The expected output is every entry, repeated word for word.

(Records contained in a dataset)
####################

PR #651, opened 2023-10-30
Get query logs from unity catalog

usefulalgorithm:
### 🤔 Why?

- To get query logs and relevant information from databricks system.
- Use newer databricks SDK.
(SC links: [SC21951](https://app.shortcut.com/metaphor-data/story/21951), [SC21623](https://app.shortcut.com/metaphor-data/story/21623))

### 🤓 What?

- updated to use new sdk.
- get query logs with `WorkspaceClient.queriy_history.list`, and return those logs along with the datasets. 

### 🧪 Tested?

- Modified and ran unit tests.
- Tested with staging configurations. Was able to extract query logs with the new SDK. See description for sample query log entry.

### Description

A sample query log entry:
```json
        {
          "_id": "UNITY_CATALOG:01ee7724-1377-18f6-9781-b0aa2bb3fd13",
          "bytesRead": 0.0,
          "bytesWritten": 0.0,
          "duration": 33686.0,
          "platform": "UNITY_CATALOG",
          "queryId": "01ee7724-1377-18f6-9781-b0aa2bb3fd13",
          "rowsRead": 0.0,
          "rowsWritten": 3.0,
          "sql": "-- this is a system generated query from catalog explorer\ndescribe history `main`.`default`.`testing` LIMIT 100;",
          "sqlHash": "fd1d327232c9df5c354a6c7cd51276a7",
          "startTime": "2023-10-30T12:58:52.420000+00:00",
          "userId": "dev@metaphor.io"
        }
```


usefulalgorithm:
# TODO

- [ ] add config values in the crawler configs:
```python
@dataclass(config=ConnectorConfig)
class SnowflakeQueryLogConfig:
    # Number of days back of query logs to fetch, if 0, don't fetch query logs
    lookback_days: int = 1

    # Query log filter to exclude certain usernames
    excluded_usernames: Set[str] = field(default_factory=lambda: set())

    # The number of query logs to fetch from Snowflake in one batch
    fetch_size: int = DEFAULT_QUERY_LOG_FETCH_SIZE

    # Queries larger than this size will not be processed
    max_query_size: int = DEFAULT_MAX_QUERY_SIZE
```
- [ ] Test on a real environment that new `list_table/column_lineage` works

pyproject.toml
```diff
@@ -48,6 +48,7 @@ sql-metadata = { version = "^2.8.0", optional = true }
 sqllineage = { version = "~=1.3.8", optional = true }
 tableauserverclient = { version = "^0.25", optional = true }
 thoughtspot_rest_api_v1 = { version = "1.5.3", optional = true }
+databricks-sql-connector = "^2.9.3"
```
usefulalgorithm, line 51: remove this

metaphor/unity_catalog/config.py
```diff
@@ -1,16 +1,30 @@
...
 from metaphor.common.filter import DatasetFilter
 
 
+@dataclass(config=ConnectorConfig)
+class UnityCatalogQueryLogConfig:
+    # Filter for querying logs. No filter if not specified.
+    query_start_time_range: Optional[TimeRange] = None
+
+    # Query log filter to match certain usernames
+    user_ids: List[int] = field(default_factory=lambda: [])
```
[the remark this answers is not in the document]
mars-lan: Yeah, generally it's easier to say which users you don't want, rather than the other way round.

metaphor/unity_catalog/extractor.py
```diff
@@ -266,7 +280,55 @@ def _populate_lineage(self, dataset: Dataset):
...
+            ):  # SDK throws if it's already enabled
+                raise e
+        except Exception as e:
+            raise e
+
+        logs: List[QueryLog] = []
+        for query_info in self._api.query_history.list(
+            filter_by=self._query_filter,
+            include_metrics=True,
+            max_results=None,  # No pagination!
```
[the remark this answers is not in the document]
mars-lan: > one can provide a page token to browse the next page
This will likely lead to timeout or other performance issues. Let's do proper pagination.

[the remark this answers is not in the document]
usefulalgorithm: upon more staring at the sdk source code it looks like `page_token` acts more like an internal thing, the caller wouldn't need to worry about it:
```python
        query = {}
# snipped
        if page_token is not None: query['page_token'] = page_token
# snipped

        while True:
            json = self._api.do('GET', '/api/2.0/sql/history/queries', query=query, headers=headers) # Gets the thing
            if 'res' not in json or not json['res']:
                return
            for v in json['res']:
                yield QueryInfo.from_dict(v)
            if 'next_page_token' not in json or not json['next_page_token']: # If the returned queries can't fit in a single page, `'next_page_token'` would appear in the json body
                return
            query['page_token'] = json['next_page_token'] # This handles pagination
```
So I think we just set `max_results` to specify how many queries can a single page store and it should be sufficient.

metaphor/unity_catalog/utils.py
```diff
@@ -11,8 +17,8 @@ def list_table_lineage(client: ApiClient, table_name: str) -> TableLineage:
     resp = None
 
     try:
-        resp = client.perform_query(
-            "GET", "/lineage-tracking/table-lineage", data=_data, version="2.0"
+        resp = client.do(
+            "GET", "/api/2.0/lineage-tracking/table-lineage", data=json.dumps(_data)
```
usefulalgorithm, line 21: we have to dump the payload to a json string here with the new api client method

mars-lan (commented):
Please also update https://github.com/MetaphorData/connectors/blob/main/metaphor/unity_catalog/README.md with the new configs and the requirement of Databricks Premium or above.

metaphor/unity_catalog/extractor.py
```diff
@@ -266,7 +279,55 @@ def _populate_lineage(self, dataset: Dataset):
...
+        except DatabricksError as e:
+            if (
+                e.error_code != "SCHEMA_ALREADY_EXISTS"
+            ):  # SDK throws if it's already enabled
+                raise e
+        except Exception as e:
+            raise e
+
+        logs: List[QueryLog] = []
+        for query_info in self._api.query_history.list(
```
mars-lan, line 296: What happens if the user has the standard plan? Does the API simply return an empty list or throw an exception?

mars-lan (commented):
Please also include a sample entry of the query log in the description.

metaphor/unity_catalog/models.py
mars-lan, line 1: Let's try to replace the rest of custom models with the corresponding data classes in the new SDK in a follow-up PR.

metaphor/unity_catalog/utils.py
```diff
@@ -42,3 +48,26 @@ def list_column_lineage(
             return ColumnLineage()
 
         raise e
+
+
+def parse_query_log_filter_by(
```
mars-lan, line 53:
```suggestion
def build_query_log_filter_by(
```

metaphor/unity_catalog/utils.py
```diff
@@ -42,3 +48,26 @@ def list_column_lineage(
...
+    query_filter = QueryFilter(
+        query_start_time_range=TimeRange(
+            end_time_ms=int(end_time.timestamp() * 1000),
+            start_time_ms=int(start_time.timestamp() * 1000),
+        )
+    )
+    if config.excluded_usernames:
+        query_filter.user_ids = [
+            user.id
+            for user in client.users.list()
```
mars-lan, line 69: Not sure if this is scalable when the list of users is large. It's fine to do post-filtering, i.e. dumping all the query logs and dropping the one with the unwanted users.

metaphor/unity_catalog/models.py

####################

### Problem solution
PR #651, opened 2023-10-30
Get query logs from unity catalog

usefulalgorithm:
### 🤔 Why?

- To get query logs and relevant information from databricks system.
- Use newer databricks SDK.
(SC links: [SC21951](https://app.shortcut.com/metaphor-data/story/21951), [SC21623](https://app.shortcut.com/metaphor-data/story/21623))

### 🤓 What?

- updated to use new sdk.
- get query logs with `WorkspaceClient.queriy_history.list`, and return those logs along with the datasets. 

### 🧪 Tested?

- Modified and ran unit tests.
- Tested with staging configurations. Was able to extract query logs with the new SDK. See description for sample query log entry.

### Description

A sample query log entry:
```json
        {
          "_id": "UNITY_CATALOG:01ee7724-1377-18f6-9781-b0aa2bb3fd13",
          "bytesRead": 0.0,
          "bytesWritten": 0.0,
          "duration": 33686.0,
          "platform": "UNITY_CATALOG",
          "queryId": "01ee7724-1377-18f6-9781-b0aa2bb3fd13",
          "rowsRead": 0.0,
          "rowsWritten": 3.0,
          "sql": "-- this is a system generated query from catalog explorer\ndescribe history `main`.`default`.`testing` LIMIT 100;",
          "sqlHash": "fd1d327232c9df5c354a6c7cd51276a7",
          "startTime": "2023-10-30T12:58:52.420000+00:00",
          "userId": "dev@metaphor.io"
        }
```


usefulalgorithm:
# TODO

- [ ] add config values in the crawler configs:
```python
@dataclass(config=ConnectorConfig)
class SnowflakeQueryLogConfig:
    # Number of days back of query logs to fetch, if 0, don't fetch query logs
    lookback_days: int = 1

    # Query log filter to exclude certain usernames
    excluded_usernames: Set[str] = field(default_factory=lambda: set())

    # The number of query logs to fetch from Snowflake in one batch
    fetch_size: int = DEFAULT_QUERY_LOG_FETCH_SIZE

    # Queries larger than this size will not be processed
    max_query_size: int = DEFAULT_MAX_QUERY_SIZE
```
- [ ] Test on a real environment that new `list_table/column_lineage` works

pyproject.toml
```diff
@@ -48,6 +48,7 @@ sql-metadata = { version = "^2.8.0", optional = true }
 sqllineage = { version = "~=1.3.8", optional = true }
 tableauserverclient = { version = "^0.25", optional = true }
 thoughtspot_rest_api_v1 = { version = "1.5.3", optional = true }
+databricks-sql-connector = "^2.9.3"
```
usefulalgorithm, line 51: remove this

metaphor/unity_catalog/config.py
```diff
@@ -1,16 +1,30 @@
...
 from metaphor.common.filter import DatasetFilter
 
 
+@dataclass(config=ConnectorConfig)
+class UnityCatalogQueryLogConfig:
+    # Filter for querying logs. No filter if not specified.
+    query_start_time_range: Optional[TimeRange] = None
+
+    # Query log filter to match certain usernames
+    user_ids: List[int] = field(default_factory=lambda: [])
```
[the remark this answers is not in the document]
mars-lan: Yeah, generally it's easier to say which users you don't want, rather than the other way round.

metaphor/unity_catalog/extractor.py
```diff
@@ -266,7 +280,55 @@ def _populate_lineage(self, dataset: Dataset):
...
+            ):  # SDK throws if it's already enabled
+                raise e
+        except Exception as e:
+            raise e
+
+        logs: List[QueryLog] = []
+        for query_info in self._api.query_history.list(
+            filter_by=self._query_filter,
+            include_metrics=True,
+            max_results=None,  # No pagination!
```
[the remark this answers is not in the document]
mars-lan: > one can provide a page token to browse the next page
This will likely lead to timeout or other performance issues. Let's do proper pagination.

[the remark this answers is not in the document]
usefulalgorithm: upon more staring at the sdk source code it looks like `page_token` acts more like an internal thing, the caller wouldn't need to worry about it:
```python
        query = {}
# snipped
        if page_token is not None: query['page_token'] = page_token
# snipped

        while True:
            json = self._api.do('GET', '/api/2.0/sql/history/queries', query=query, headers=headers) # Gets the thing
            if 'res' not in json or not json['res']:
                return
            for v in json['res']:
                yield QueryInfo.from_dict(v)
            if 'next_page_token' not in json or not json['next_page_token']: # If the returned queries can't fit in a single page, `'next_page_token'` would appear in the json body
                return
            query['page_token'] = json['next_page_token'] # This handles pagination
```
So I think we just set `max_results` to specify how many queries can a single page store and it should be sufficient.

metaphor/unity_catalog/utils.py
```diff
@@ -11,8 +17,8 @@ def list_table_lineage(client: ApiClient, table_name: str) -> TableLineage:
     resp = None
 
     try:
-        resp = client.perform_query(
-            "GET", "/lineage-tracking/table-lineage", data=_data, version="2.0"
+        resp = client.do(
+            "GET", "/api/2.0/lineage-tracking/table-lineage", data=json.dumps(_data)
```
usefulalgorithm, line 21: we have to dump the payload to a json string here with the new api client method

mars-lan (commented):
Please also update https://github.com/MetaphorData/connectors/blob/main/metaphor/unity_catalog/README.md with the new configs and the requirement of Databricks Premium or above.

metaphor/unity_catalog/extractor.py
```diff
@@ -266,7 +279,55 @@ def _populate_lineage(self, dataset: Dataset):
...
+        except DatabricksError as e:
+            if (
+                e.error_code != "SCHEMA_ALREADY_EXISTS"
+            ):  # SDK throws if it's already enabled
+                raise e
+        except Exception as e:
+            raise e
+
+        logs: List[QueryLog] = []
+        for query_info in self._api.query_history.list(
```
mars-lan, line 296: What happens if the user has the standard plan? Does the API simply return an empty list or throw an exception?

mars-lan (commented):
Please also include a sample entry of the query log in the description.

metaphor/unity_catalog/models.py
mars-lan, line 1: Let's try to replace the rest of custom models with the corresponding data classes in the new SDK in a follow-up PR.

metaphor/unity_catalog/utils.py
```diff
@@ -42,3 +48,26 @@ def list_column_lineage(
             return ColumnLineage()
 
         raise e
+
+
+def parse_query_log_filter_by(
```
mars-lan, line 53:
```suggestion
def build_query_log_filter_by(
```

metaphor/unity_catalog/utils.py
```diff
@@ -42,3 +48,26 @@ def list_column_lineage(
...
+    query_filter = QueryFilter(
+        query_start_time_range=TimeRange(
+            end_time_ms=int(end_time.timestamp() * 1000),
+            start_time_ms=int(start_time.timestamp() * 1000),
+        )
+    )
+    if config.excluded_usernames:
+        query_filter.user_ids = [
+            user.id
+            for user in client.users.list()
```
mars-lan, line 69: Not sure if this is scalable when the list of users is large. It's fine to do post-filtering, i.e. dumping all the query logs and dropping the one with the unwanted users.

metaphor/unity_catalog/models.py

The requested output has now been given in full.